Dec 8, 2010 14:54 GMT  ·  By
This is what rowing your boat inside a particle accelerator built to find neutrinos and decaying protons looks like
   This is what rowing your boat inside a particle accelerator built to find neutrinos and decaying protons looks like

A team of Canadian investigators at the University of British Columbia (UBC) propose the existence of a new particle, dubbed particle X, that could explain dark matter, antimatter, and also why there is enough normal matter in the Universe for us to exist, all in one fell swoop.

Details of the particle can be found in the November 19 issue of the top scientific journal Physical Review Letters. The paper was coauthored by UBC physicist Kris Sigurdson.

One of the most important things about the new work is that it manages to explain why we exist. According to the basic laws of physics, there shouldn't be so much normal matter in the Universe.

When the Universe exploded the Cosmos into being, it theoretically produced equal amounts of matter and antimatter, and the two should have annihilated each other completely and immediately.

Obviously, that did not happen, as evidenced by the fact that we are here, as well as by all the galaxies, clusters, stars and planets in the known Universe and beyond.

The proposed particle X could also help clear the mystery related to the composition of dark matter, the stuff that accounts for most of the cosmic mass, but which does not interact with normal matter. Its effects can only be seen through the gravitational pull it exerts on galaxies.

“We know you have to have these two ingredients to the universe, both atoms and dark matte. Since you know you need those ingredients anyway, it seems like a natural thing to try to explain them from the same mechanism,” says Sigurdson, quoted by Wired.

“If matter and antimatter were created in equal amounts in the early Universe, they would all have annihilated [each other]. There has to be some asymmetry that was left over,” adds Sean Tulin.

The expert holds an appointment as a theoretical physicist at the Canadian physics institute TRIUMF. “If our theory is right, it would tell you what dark matter is,” he adds.

The new study was conducted by Tulin and Sigurdson, in collaboration with Brookhaven National Lab (BNL) physicist Hooman Davoudiasl and TRIUMF expert David Morrissey.

The basic thought flow of the study is fairly simple: the cosmic asymmetry can be explained only if we consider that some antimatter is missing.

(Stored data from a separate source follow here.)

PR #872, opened 2021-09-02
EE: Publish to Controller

himdel:
Fixes [AAH-889](https://issues.redhat.com/browse/AAH-889)
API https://github.com/ansible/galaxy_ng/pull/941 (controllers; merged) & https://github.com/ansible/galaxy_ng/pull/957 (tags; merged)
Design https://marvelapp.com/prototype/27ee1cd6/screen/81904383

This allows publishing execution environments to Controller.

The target URL Controller-side is `$CONTROLLER_HOST/#/execution_environments/add?image=$OUR_HOST/$image_name:$tag` or `...?image=$OUR_HOST/sha256:$digest` (`OUR_HOST` is without protocol, as in the `podman pull` command).

(Remaining TODO: "Learn more" link - right url)

Accessible from:

* [x] EE list - list action
  * preselects last modified tag
  * 
* [x] EE detail (Detail, Activity, Images) header
  * preselects last modified tag
  * 
* [x] EE Images list - list action
  * preselects last modified tag for chosen digest
  * 
* (no links from container manifest)

---

Extra changes:

Also changes the `Edit tags` button to `Manage tags`, to fit the modal title.

merge `ImagesAPI` into `ExecutionEnvironmentsAPI` - every image-related method except `list` was already there.

`APISearchTypeAhead`: add `toggleIcon` prop, pass to `Select` (to allow showing the tag icon)

`ShaLabel`: add `grey` & `long` bool props 

`getContainersURL`: moved the "give me the server for podman pull" logic to a helper

`EmptyStateNoData`, `EmptyStateCustom` - allow description to be a react node, not ony string

---

Testing:

~~Needs~~ a change in `galaxy_ng/galaxy_ng/app/settings.py` to see any controllers:
```diff
diff --git a/galaxy_ng/app/settings.py b/galaxy_ng/app/settings.py
index 7a84dfb..beeecac 100644
--- a/galaxy_ng/app/settings.py
+++ b/galaxy_ng/app/settings.py
@@ -314,1 +314,1 @@
-CONNECTED_ANSIBLE_CONTROLLERS = []
+CONNECTED_ANSIBLE_CONTROLLERS = ['https://example.com']
```

OR You can add `PULP_CONNECTED_ANSIBLE_CONTROLLERS="['https://example.com']"` to `.compose.env`

PR #1005, opened 2021-09-29
Use in Controller: grid layout for top of the table

himdel:
This is fixing the alignment issue left unresolved in https://github.com/ansible/ansible-hub-ui/pull/872#issuecomment-926116168.

Cc @sbuenafe-rh .. which option do you think would be better, aling EE,Tag & Digest:

or just Tag & Digest:


sbuenafe-rh:
@himdel you're right, aligning EE, Tag, & Digest looks better.  Thanks for showing the options!

himdel:
Thanks, going with EE&Tag&Digest then :)

ZitaNemeckova (approved):
LGTM :+1:

PR #1035, opened 2021-10-04
EE list, EE detail - alert on sync success/error

himdel:
Fixes [AAH-967](https://issues.redhat.com/browse/AAH-967)

This just adds an alert on sync success/failure on both the EE list and EE detail screens.

The logic is copied from Remote Registries sync, I verified this does show an error alert nicely :).
(There seems to be an API issue where sync 500s now, but theoretically it should show the task link on success :) .. fixed in https://github.com/ansible/galaxy_ng/pull/1006)


ZitaNemeckova (approved):
LGTM 👍

PR #1504, opened 2022-01-13
Fix typescript errors related to `never` and `axios`

himdel:
Follow-up to #1493

editors can't seem to handle some of the typing bits, leading to `Property 'meta' does not exist on type 'never'.ts(2339)`,
turns out `Promise<never>` is superfluous here, removing :)

and also seeing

Given that we can't see dark matter, it may be that this is the form the missing antimatter has taken after losing the “battle” with normal matter.

According to Tulin, the hypothesized particle X has nothing to do with weakly interacting massive particle (WIMP), the basic building blocks experts not believe dark matter is made up of.

The team says that X has a separate antiparticle, creatively called anti-X. At the Big Bang, equal amounts of these particles were produced, but they soon started to decay.

Each X decayed into a neutron or two dark-matter particles (Y and Φ), while each anti-X decayed into an anti-neutron or some anti-dark matter.

But the X exhibited a preference for decaying into regular matter, and therefore produced more neutrons. At the same time, anti-X preferred to decay into more anti-dark matter than anti-neutrons.

As collisions and annihilations began between the complementary particles, only extra amounts of neutrons and anti-dark matter particles endured.

“The protons and neutrons can’t annihilate completely with their antiparticles, because there’s not enough to annihilate with. The same story happens in the hidden sector as well,” Tulin explains.

“Some dark matter can’t annihilate with anything. So you’re left with some extra dark matter in the Universe,” he adds. This may help explain the large concentration of the stuff in the Cosmos.

“This is only the beginning. There’s other puzzles out there in particle physics, and we’d like to connect as many of those as possible,” Sigurdson concludes.